Історія подана мовою оригіналy
Павел в Мариуполе помогал соседям, знакомым. Пока больница была под контролем украинских военных, он со знакомыми ходил сдавать кровь для раненых
Мне 39 лет. Родился в Мариуполе. У меня есть мама, жена и ребенок, которому 16 лет. Отец умер, когда мне было 19 лет. Работал я в Метинвесте.
В первый день войны меня разбудил звонок в пять утра. Это был товарищ из Киева. Сказал, что началась война, что их обстреливают. Мы пошли на работу, нам нужно было забрать компьютеры до дальнейших распоряжений. Нам позвонили и сказали идти по домам. Спасибо, что выплатили зарплату за февраль, хотя бы деньги у нас были. В городе были канонады, на заправках очереди, во всех магазинах очереди, картой расплатиться было негде, как и наличность снять. Мы не понимали, что будет дальше. Поставили машину в гараж и ожидали непонятно чего.
Когда пропали свет со связью, образовался информационный вакуум.
Я винил себя за то, что не вывез жену и ребенка из этого ада. Когда еще работали магазины, мы с коллегой оставляли жен дома и пытались что-то найти, купить.
В марте вообще была жуть: за одним домом стояли наши, а за другим – войска из Луганска. Мы не понимали, выживем или нет. Планов никаких не было, кроме как проснуться, отвести семью в подвал, попытаться разжечь костер. Наперед ни о чем не думали.
Очень много людей гибли прямо на глазах. Девочку ранило во время минометного обстрела, мы ее повезли в больницу. Пока доехали, она умерла. Вот это страшно – когда нет никакой возможности повлиять на ситуацию. А вообще, старались помогать. Ходили в поликлинику, кровь сдавали, вещи, продукты носили по возможности, заправляли генераторы.
С едой до начала марта было относительно нормально. Родители – люди старой закалки, у них были запасы продуктов. У нас были мука, сахар, крупы. А когда магазины перестали работать, начались походы в поисках еды.
Сначала военные открыли «Метро» и разрешили все брать, кроме алкоголя. Мы брали, потому что купить было негде.
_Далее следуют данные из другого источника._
PR #1999, opened 2024-06-16
tools/internal/parser: refactor to separate text processing from parser main logic

danderson:
This splits up the parser logic: a lower level helper breaks up the input bytes in useful ways and tracks source information for error reports. The main parser uses the helper, so that it can focus on the "business logic" of checking the format and linting, without being polluted with tracking offsets and partial state and stuff.

The PR is in 2 commits, each one is ~50% of the change: the first adds the new helper without using it, in `text.go` and `text_test.go`. The second commit updates `parser.go` to use the helper.

The helper has a bunch more unit tests, but the parser functionality is unchanged, and all pre-existing tests pass without modification. Later PRs (see [todo](https://gist.github.com/danderson/f2d5a7a7e0400ea2a7c9dff18058615c#file-psl-todo-md)) will add missing features, this is just a cleanup to prepare for that.

### DIFF
--- a/tools/internal/parser/text.go
+++ b/tools/internal/parser/text.go
@@ -32,11 +32,9 @@ func (s source) Source() Source {
 		// it visible.
 		panic("can't construct a zero-line Source")
 	}
-	start := s.lineOffset + 1
-	end := start + len(s.lines) - 1
 	return Source{
-		StartLine: start,
-		EndLine:   end,
+		StartLine: s.lineOffset,
+		EndLine:   s.lineOffset + len(s.lines),
 		Raw:       s.Text(),
 	}
 }
--- a/tools/internal/parser/text.go
+++ b/tools/internal/parser/text.go
@@ -1,14 +1,17 @@
 package parser
 
 import (
+	"fmt"
 	"strings"
 )
 
-// source is a block of zero or more lines of source text. It can be
-// decomposed into smaller sub-blocks using its parsing methods. It
-// also preserves source line information and can be turned into an
-// exported Source when needed.
-type source struct {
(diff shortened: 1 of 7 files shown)


tools/internal/parser/text.go
```diff
@@ -0,0 +1,141 @@
...
+// exported Source when needed.
+type source struct {
+	// The lines of source text.
+	lines []string
+	// lineOffset is how many lines are before the beginning of lines,
+	// for sources that represent a subset of the input.
+	lineOffset int
+}
+
+// newSource returns a source for bs.
```
simon-friedberger, line 19: bs?

tools/internal/parser/text.go
```diff
@@ -0,0 +1,141 @@
...
+
+import (
+	"strings"
+)
+
+// source is a block of zero or more lines of source text. It can be
+// decomposed into smaller sub-blocks using its parsing methods. It
+// also preserves source line information and can be turned into an
+// exported Source when needed.
+type source struct {
```
simon-friedberger, line 11: Does that mean there is now a Source and source type?

tools/internal/parser/text.go
```diff
@@ -0,0 +1,141 @@
...
+		StartLine: start,
+		EndLine:   end,
+		Raw:       s.Text(),
+	}
+}
+
+// slice returns the slice of s between startLine and endLine.
+//
+// startLine and endLine behave like normal slice offsets, i.e. they
+// represent the half-open range [startLine:endLine).
```
simon-friedberger, line 47: So using StartLine and EndLine from a Source won't work here because there the EndLine is included, right?

PR #1129, opened 2015-04-21
Update TestFailure.java

SnailKnows:


baev:
I guess this PR has no effect. `PrintWriter#close()` only close his writer (In this case it is `StringWriter`). From `StringWriter#close()` docs: 

*Closing a <tt>StringWriter</tt> has no effect. The methods in this class can be called after the stream has been closed without generating an <tt>IOException</tt>.*

kcooney:
Agreed. In fact, flushing a `StreamWriter` has no effect, either

@SnailKnows did your IDE show a warning here?

SnailKnows:
Thanks.I understand after reading the source of StringWriter.

SnailKnows:
@kcooney  Not warning.

PR #1130, opened 2015-04-25
Add Ordering, Orderable and @OrderWith

kcooney:
These APIs allow arbitrary ordering of tests, including randomization.


dsaff:
Woah, nice!

Beginning to dig in.  Thanks for the work here.

src/main/java/org/junit/runner/manipulation/GenericOrdering.java
```diff
@@ -0,0 +1,36 @@
...
+import java.util.List;
+
+import org.junit.runner.Description;
+
+/**
+ * An {@link Ordering} that is not a {@link Sorter}.
+ *
+ * @since 4.13
+ */
+public final class GenericOrdering extends Ordering {
```
dsaff: Name and comment here is a bit confusing.  I might call it DelegatingOrdering?

src/main/java/org/junit/internal/runners/JUnit38ClassRunner.java
```diff
@@ -170,6 +174,13 @@ public void sort(Sorter sorter) {
         }
     }
 
+    public void order(GenericOrdering ordering) throws InvalidOrderingException {
```
dsaff: Why can't this take regular Ordering?

src/main/java/org/junit/runner/OrderWith.java
```diff
@@ -0,0 +1,26 @@
...
+ * When a test class is annotated with <code>&#064;OrderWith</code> or extends a class annotated
+ * with <code>&#064;OrderWith</code>, JUnit will order the tests in the test class (and child
+ * test classes, if any) using the ordering defined by the {@link Ordering} class.
+ *
+ * @since 4.13
+ */
+@Retention(RetentionPolicy.RUNTIME)
+@Target(ElementType.TYPE)
+@Inherited
+public @interface OrderWith {
```
dsaff: A couple musings here (which I may not finish all at once)

1) I'd be strongly tempted to make this an annotated static field instead/in-addition.  Why?  Well, consider the case (which I've written several times in the past) where you try to run the tests from the fastest to the slowest, based on a record of previous runtimes kept in a file.  It probably makes sense to allow the location of the file to be specified by the test writer.  I think that with the current pull request, this would be 100% impossible.  One COULD imagine a different spec of this annotation where what's returned is not an Ordering, but a functional interface that takes a Description and returns an Ordering, so that one could write a Fastest Ordering that looks for a @TestTimesFile annotation on the Description to know what file to use, BUT...

It might be so much easier to instead just say:

@OrderWith public static Ordering ordering = new FastestOrdering("/tmp/test-times.txt");

or some such.

src/main/java/org/junit/runner/manipulation/GenericOrdering.java
kcooney: @dsaff I would rather not call it `DelegatingOrdering`. It is specifically an `Ordering` that is known not to be a `Sorter`, and some of the core code depends on that. I'm open to other names and improved doc, of course.

src/main/java/org/junit/internal/runners/JUnit38ClassRunner.java
kcooney: Because `Sorter` extends `Ordering`, but we want to make sure that anyone attempting to do a sort of a runner goes through `Ordering.apply(Object)`. Originally I didn't have  `Sorter` extend `Ordering`, and there the code was more complicated and had more duplication.

src/main/java/org/junit/runner/OrderWith.java
kcooney: @dsaff I don't see how what you are proposing would be 100% impossible. You could write your own ordering that reads the file the first time `apply()` is called. If the location of the file should be specified by the test writer, then your `Ordering` could use a custom annotation.

I'd hate to add more broiler-plate because of a possibly rare use case. Although I've personally never been bothered by adding a method with an annotation that returns something, other people have objected loudly to this (for example, with Rules).

The problem with passing a `Description` when you create an ordering is that an ordering applies to all children. Luckily, you can get a `Description` from a `Runner` so a custom `Ordering` do a different algorithm based on the `Description` inside of `Ordering.apply()`. I could be convinced that `Ordering.order()` should also take in the parent `Description`.

dsaff: 2) Changes like this (which affect how _any_ class processed by JUnit is run, regardless of the chosen runner) have been rare, on purpose.  There's a good argument to be made in favor of this one, but as long as we've got the hood open, I wonder if something more general would make sense.

For example, there's not currently a FilterWith annotation, but once we accept this change, that seems to be a natural next square in the matrix to fill in, which would be _another_ top-level change.  Also related would be the common request to attach a custom runlistener to a class, ListenWith

Just thinking out loud, what if we made a top-level annotation (RunRule?  Modify?) which would handle any of these changes?  Essentially:

public interface RunRule {
  public Runner apply(Runner runner, Description classBeingRun);
}

and then:

public class MyTest {
  @UseRunRule public static RunRule ordering = new UseOrdering(Ordering.random());
  @UseRunRule public static RunRule listening = new AddListener(new MyListener());
  // etc...
}

Note that: 

a) This builds on the static field suggestion in (1), but could be orthogonal to it.
b) I'm not thrilled with the top-of-my-head naming here; especially, RunRule makes this sound tied to Rule, for better or for worse.

src/main/java/org/junit/internal/runners/JUnit38ClassRunner.java
dsaff: Why the duplication?  I can see that one would want to be able to do both @OrderWith(MyOrdering.class) and @OrderWith(MySorter.class), and that's difficult unless one of the classes extends the other.  But it looks as though Ordering is essentially a marker interface at this point: most of the code that actually does anything is assuming that all Orderings are either Sorters or GenericOrderings.  If you _like_ the RunRule suggestion below, this becomes more of an asset than a liability, but if not, maybe there's some further shuffling that could happen here.

src/main/java/org/junit/runner/OrderWith.java
```diff
@@ -0,0 +1,26 @@
...
+    /**
+     * @return a class that extends {@link Ordering} (must have a public no-argument constructor)
```
dsaff: [Sorry, deleted and re-instated the comment on a different line once I realized what a nightmare having two discussions on the same line of code would be.  Alternatively, we could pop the whole conversation out to the general comment thread]

2) Changes like this (which affect how any class processed by JUnit is run, regardless of the chosen runner) have been rare, on purpose. There's a good argument to be made in favor of this one, but as long as we've got the hood open, I wonder if something more general would make sense.

For example, there's not currently a FilterWith annotation, but once we accept this change, that seems to be a natural next square in the matrix to fill in, which would be another top-level change. Also related would be the common request to attach a custom runlistener to a class, ListenWith

Just thinking out loud, what if we made a top-level annotation (RunRule? Modify?) which would handle any of these changes? Essentially:

public interface RunRule {
public Runner apply(Runner runner, Description classBeingRun);
}

and then:

public class MyTest {
@UseRunRule public static RunRule ordering = new UseOrdering(Ordering.random());
@UseRunRule public static RunRule listening = new AddListener(new MyListener());
// etc...
}

Note that:

a) This builds on the static field suggestion in (1), but could be orthogonal to it.
b) I'm not thrilled with the top-of-my-head naming here; especially, RunRule makes this sound tied to Rule, for better or for worse.

src/main/java/org/junit/runner/OrderWith.java
dsaff: So my apply() method would cast the Object to a Runner, call getDescription, and then look for the custom annotation in the Description?  On balance, I'm not a fan of asking end-extenders to cast things, but could see doing it if there are benefits gained.

I can't personally call this use case "possibly rare", since it's occurred in the majority of test-case sorting scenarios I've written (and since test re-ordering was an essential part of my thesis, I may be in the sorry position of having personally seen a healthy percentage of all test-ordering schemes our species have attempted...)

src/main/java/org/junit/internal/runners/JUnit38ClassRunner.java
dsaff: (Not editing earlier comment in case you're currently responding, but "Why the duplication?" is too strong.  More to the point: "I see the case of the target type of OrderWith.  Are there other places?")

dsaff:
Another thing potentially worth considering sooner-rather-than-later: I imagine that the request will come down the road for a --sort_with annotation to complement the existing --filter_with.  If a class has OrderWith, and the command line has --order_with, who wins?  (I assume we just say "command line" and move on, but if you have another idea?)

dsaff:
Holding off on digging for further feedback while top-level issues settle down.  Thanks again!

src/main/java/org/junit/internal/runners/JUnit38ClassRunner.java
kcooney: Perhaps we should chat over VC, but I'll try to answer

 If `Sorter` doesn't extend `Ordering` then we have to write extra code to allow creation of an `Ordering` from a `Sorter` or `Comparator` (since `Ordering` is a very generic concept, it seems reasonable that one could have an `Ordering` that performs a sort; to do otherwise would require people to choose an API based on the current implementation). 

Also, as I said earlier, if we allow `order()` to take in an `Ordering` and that ordering does a sort, then we'll get worse performance than we would if the caller was smart enough to "know" that they should instead call `sort()` (really they shouldn't call either, and instead apply the `Ordering` or `Sorter` to the `Runner`).

Note that I also made `Orderable` extend `Sortable`. We could change that if we think it's an extra burden to people that write `Orderable` runners to have to also make them `Sortable`. If you want to get a hint as to the changes I would need to make if  `Orderable` did not extend `Sortable`, look at the second commit in this pull (the "unreachable code" would be reachable).

src/main/java/org/junit/runner/OrderWith.java
kcooney: @dsaff would you be fine with allowing a static method annotated with `OrderWith` as an additional way of specifying an ordering, and document whether the static method overrides the annotation?

src/main/java/org/junit/runner/OrderWith.java
kcooney: I'm not sure why we would want end users to have to understand that filtering and sorting are applied via this new rule mechanism. They are orthogonal, and I think we should provide the simplest possible API to enable them.

I don't see why one couldn't implement `@FilterWith` today, without any changes outside of `ParentRunner`. Anyone extending `ParentRunner` would get that "for free", and filtering would work for children in a suite as long as the children implement `Filterable`. It sounds like what you are proposing would require a new general purpose mix-in interface, and users would have the confusing problem of having a `Runner` that's `Filterable` but can't be filtered via a `RunRule`

What you are proposing sounds like a larger redesign of runners, and one we should consider as part of the runner refactoring being proposed by `JUnitLambda`.

kcooney:
Do we thing that we have many users that use the JUnit command line flags to run tests where it makes sense to add `--sort_with`? I suspect most users run tests via an IDE, Ant, Maven or Gradle. Each of those would have their own way of adding a sort, and can do so via `Request.orderWith()`. If someone wanted us to support this in the command line, it wouldn't be much work, but I'd rather not do it in the same pull as the pull will get too large.

src/main/java/org/junit/runner/OrderWith.java
kcooney: @dsaff alternatively, as I suggested, we could add the parent `Description` to the parameters passed to `Ordering.order()`, which should handle your use case.

kcooney:
I do appreciate the feedback, and I'm open to looking for a more general concept there. I'm just pushing back because `@OrderWith(MyOrdering.class)` is extremely simple and self-documenting, while some of the APIs you've proposed are less simple. Many people have asked us for a way to specify rules via an annotation, because having a field was "too much code" or because "fields imply state", and while I don't always agree with them, it's happened enough times that I'm trying to think of the simplest API to express the concept of "order the tests here based on this conceptual ordering".

dsaff:
A couple non-exhaustive thoughts:

1) I'm throwing out a bunch of alternatives not necessarily because I consider them _obviously_ better, but because I think we'll be better off to have explicitly considered and rejected (or accepted) them; hopefully that comes across.

2) I had missed that this is plugged in through ParentRunner, not through the top-level RunnerBuilders.
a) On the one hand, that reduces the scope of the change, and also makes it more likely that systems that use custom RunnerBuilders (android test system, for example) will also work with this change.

С соседями сплотились, когда не стало света, газа, воды. Мы думали не только о своих семьях. Исходя из того, сколько у нас стариков и грудных детей, мы дрова заготавливали и выходили на поиски провизии. У нас был график, когда люди могли приготовить еду и покормить детей.
В Мариуполе были такие места, где ловила связь, и мы периодически дозванивались родственникам. 25 марта мне удалось узнать, что сестра выехала. Мы приняли решение ехать, и будь, что будет. Моя мама и родители жены сначала не хотели уезжать, но я им сказал, что мне нужно вывозить ребенка. Безо всяких «зеленых коридоров» мы двинулись в сторону Запорожья. Много было блокпостов. Меня водили на беседы, раздевали, смотрели татуировки. В Запорожье я заехал почти с пустым баком. Там нас подобрали волонтеры, поселили.
Мы не очень ориентировались в ситуации. Когда российские войска вошли на территорию, где был мой дом, нам рассказывали, что уже и Запорожье захвачено.
После Запорожья мы выехали во Львов. Там были около месяца. Наши женщины отказались ехать за границу, и мы пытались понять, как со всем этим жить. Потом по работе начались переклички. После Пасхи мы переехали в Киев, и сейчас вся моя семья в столице. Снимаем квартиру, работаем.
К сожалению, в оккупации осталась наша кошка. И сколько мы ни пытались ее через волонтеров забрать – никак. Это для мамы и жены больной вопрос. Осенью еще очередь была, как-то вывозили, помогали, а сейчас оттуда никого забрать нельзя. Соседи присматривают, кормят. Там, где я жил, квартира не очень пострадала, а у матери на левом берегу квартиру разграбили.